• _WHAT THE EXERCISE ASKS_
Your answer is every line of the material below in which the string "elements" occurs.

*** DATA FOR PROCESSING Section Begins ***

Issue #346, opened 2016-01-12
<article> proprietary attribute "itemprop"


zanona:
Hey guys, just wondering why `itemprop` can only be applied to `div` and applying it to `article` would result in warnings?

```html
<div itemprop=employee itemscope itemtype=http://schema.org/Person>...</div>
```
`=>  OK`

```html
<article itemprop=employee itemscope itemtype=http://schema.org/Person>...</article>
```
`=> <article> proprietary attribute "itemprop"`

geoffmcl:
@zanona thanks for the report...

Well this simple answer is `TidyAttr_ITEMPROP` **is** included in the table `W3CAttrsFor_DIV[]`, along with some other `ITEMxxxx` attributes, while it is **not** included in `W3CAttrsFor_ARTICLE[]`.

Now is that deliberate? Or just an oversight? We have to check the W3C HTML5 specificaltions...

It would help if you could research and find some links to decide this... after that it is just a copy-paste operation... thanks...

zanona:
Thanks @geoffmcl,

I have done some really light research here and found the following:

From W3C I could spot this in regards the [`itemprop` attribute](http://www.w3.org/TR/microdata/#names:-the-itemprop-attribute)

> Every HTML element may have an itemprop attribute specified, if doing so adds one or more properties to one or more items 

As well as for [`itemscope`](http://www.w3.org/TR/microdata/#attr-itemscope) and, I presume, the remaining `itemxxx` attributes:

> Every HTML element may have an itemscope attribute specified. 

Under [MDN](https://developer.mozilla.org/en-US/docs/Web/HTML/Attributes#Attribute_list) `itemprop` is also listed as a [Global attribute](https://developer.mozilla.org/en/HTML/Global_attributes) with the observation:

> Global attributes are attributes common to all HTML elements; they can be used on all elements, though the attributes may have no effect on some elements.

Please let me know if these observations are valid.

Thanks again for your help.

geoffmcl:
@zanona thanks for commencing the research into this... it seems in the 'microdata' section, which is relatively new to tidy in the first place... And I would not look at references other than the W3C... Tidy is a W3C utiltiy... 

See #209, and maybe others... you will find a note in there to the effect "that microdata is NOT an approved W3C Recommendation, but it is supported by the validator so..."

That implementation was for RDFa - https://www.w3.org/TR/html-rdfa/ - it also notes "RDFa attributes are technically legal on ALL elements."...

[...]

Issue #342, opened 2016-01-05
Regression in 5.1.32


serjepatoff:
Hello,

We have found a regression that shows up when processing some htmls. When using version 5.1.32 (commit 99428561642b830267dad334868eacae837f2c39) content is corrupted. In ealier version 5.1.14 (commit 7e69ceb3d1fea1e6cbab7feacbfce7607ec71b49) everything is OK.

Options used are as follows:
```
tidyOptSetBool(tdoc, TidyDropEmptyElems, no);
tidyOptSetInt(tdoc, TidyWrapLen, 0);
tidyOptSetBool(tdoc, TidyXhtmlOut, yes);
tidyOptSetBool(tdoc, TidyMark, no);
tidyOptSetInt(tdoc, TidyDoctypeMode, TidyDoctypeUser);
tidyOptSetBool(tdoc, TidyNumEntities, yes);
tidySetCharEncoding(tdoc, "utf8");
tidyOptSetBool(tdoc, TidyForceOutput, yes);
tidyOptSetBool(tdoc, TidyShowWarnings, no);
tidyOptSetInt(tdoc, TidyShowErrors, 0);
```

There are 2 html content samples in attachment. For each sample there are 
(1) original html, 
(2) html after tidying with 5.1.14, 
(3) html after tidying with 5.1.32, 
(4) screenshot of content after tidying with 5.1.14 in iOS UIWebView, 
(5) screenshot of content after tidying with 5.1.32 in iOS UIWebView.

Here is tree listing of files in attachment, hope that naming would be self-explanatory to you. 

```
.
├── html
│   ├── Content1_original
│   ├── Content1_after_5_1_14
│   ├── Content1_after_5_1_32
│   ├── Content2_original
│   ├── Content2_after_5_1_14
│   └── Content2_after_5_1_32
└── png
    ├── Content1_after_5_1_14.png
    ├── Content2_after_5_1_14.png
    ├── Content1_after_5_1_32.png
    └── Content2_after_5_1_32.png
```

[Attachment.zip](https://github.com/htacg/tidy-html5/files/79039/Attachment.zip)

Thank you very much for your attention.

balthisar:
@serjepatoff, I'll track it down when I can. Thanks for the report.

geoffmcl:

*** DATA FOR PROCESSING Section Ends ***

• _ANSWER TO THIS EXERCISE_
> Global attributes are attributes common to all HTML elements; they can be used on all elements, though the attributes may have no effect on some elements.
That implementation was for RDFa - https://www.w3.org/TR/html-rdfa/ - it also notes "RDFa attributes are technically legal on ALL elements."...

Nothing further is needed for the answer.